Nice call on the BRM. It just looks a little industrial compared to the GT-R. Needs to be a little more subtle, while still being imposing.


----------



## Jason abz (Oct 3, 2002)

I love those B&R ........a bit "fashionable" of me i know but some of those limited edition BR01`s etc are to die for. Love the "stealth" one.


----------



## kismetcapitan (Nov 25, 2005)

Gerald Genta Octo :chuckle: (R35 GTR)


----------



## kismetcapitan (Nov 25, 2005)

looks like Maserati has AP on board:









But then I came across this - this has GOT to be the winner! Gerald Genta Perpetual Calendar Octo, can be had for 50 grand:









or a minute repeater for the price of a Gallardo:


----------



## The Wise Man (Sep 5, 2008)

*Watch!*

I think you are lying about your watch collection, you only work for a Nissan dealership and the way you talk I would assume you are in your early twenties, how do you afford such grandiose watches, are you married to an older women who spoils you? Or possibly you have won the lottery. What do you drive anyway?


----------



## kismetcapitan (Nov 25, 2005)

The Wise Man said:


> I think you are lying about your watch collection, you only work for a Nissan dealership and the way you talk I would assume you are in your early twenties, how do you afford such grandiose watches, are you married to an older women who spoils you?
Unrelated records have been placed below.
PR #2234, opened 2023-07-19
Fix bug at ssh.py:process() - empty argv[0] Error (#2217) 

### LINKED ISSUE #2217: ssh.process -- Cannot provide empty argv

goreil:
Reopening #2225, since the Coverage tests didn't seem to handle changing the target branch correctly.

This addresses #2217 , a bug which disallowed us to use `ssh.py:process()` with an empty argv[0]

# Bug description
`ssh.py.process()` uses a python script to call `os.execve` to create a new process. `os.execve` disallows an empty argv.

# Fix
 This commit replaces `os.execve` with  `ctypes.CDLL(None).execve` to call the C-Library function directly which allows an empty argv.


goreil:
Hi, just wanted to ask if there are any changes you require me to make to the pull request or is it ready to merge?

Arusekk:
For now I can only tell I am 90% sure that `environb` will break under py2.  I should find some time for a deeper review soon.

goreil:
> For now I can only tell I am 90% sure that `environb` will break under py2. I should find some time for a deeper review soon.

Wow, totally missed that. Thanks for the heads up! Fixed.

peace-maker:
https://github.com/Gallopsled/pwntools/pull/2225#issuecomment-1635984358

The code checks the environment variable name not the value.

pwnlib/tubes/ssh.py
```diff
@@ -1031,7 +1048,29 @@ def is_exe(path):
 %(func_src)s
 %(func_name)s(*%(func_args)r)
 
-os.execve(exe, argv, env)
```
peace-maker, line 1037: Can we only use the ctypes workaround if `exe != argv[0]`?

pwnlib/tubes/ssh.py
```diff
@@ -1031,7 +1048,29 @@ def is_exe(path):
...
+# os.execve does not allow us to pass empty argv[0]
+# Therefore we use ctypes to call execve directly
+# os.execve(exe, argv, env)
+        
+# Transform envp from dict to list
+env_list = [key + b"=" + value for key, value in env.items()]
```
peace-maker, line 1064: Please [add a check](https://github.com/python/cpython/blob/025995feadaeebeef5d808f2564f0fd65b704ea5/Modules/posixmodule.c#L6476) that `key` does not contain `=`.

pwnlib/tubes/ssh.py
```diff
@@ -1031,7 +1048,29 @@ def is_exe(path):
...
+# ctypes helper to convert a python list to a NULL-terminated C array
+def to_carray(py_list):
+    py_list += [None] # NULL-terminated
+    return (ctypes.c_char_p * len(py_list))(*py_list)
+
+c_argv = to_carray(argv)
+c_env = to_carray(env_list)
+
+# Call execve
+libc = ctypes.CDLL(None)
```
peace-maker: Do you have a reference of where `ctypes.CDLL` accepts `None` as `name` to get libc? Above we're using `ctypes.CDLL('libc.so.6')`.

peace-maker (changes requested):

peace-maker (approved):

pwnlib/tubes/ssh.py
```diff
@@ -903,6 +920,9 @@ def process(self, argv=None, executable=None, tty=True, cwd=None, env=None, time
             self.error("executable / argv[0] must be a string: %r" % executable)
         executable = bytearray(packing._need_bytes(executable, min_wrong=0x80))
 
+        # Validate that all key of env do not contain '='
```
peace-maker: This comment seems like a left over.

peace-maker (changes requested):

peace-maker (approved):

peace-maker:
Thank you! This'll make e.g. overthewire solve scripts cleaner 🔥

Or possibly you have won the lottery. What do you drive anyway?


who the **** are you?:lamer:


----------



## jamesbilluk (Aug 10, 2006)

Lol, his first post is that too..


----------



## Bodi (Dec 23, 2007)

How to make friends and influence em eh!! pmsl :runaway:


----------



## The Wise Man (Sep 5, 2008)

*Watch*

Oh, and it is Bentley, not Bently as you so ineloquently put it!!!!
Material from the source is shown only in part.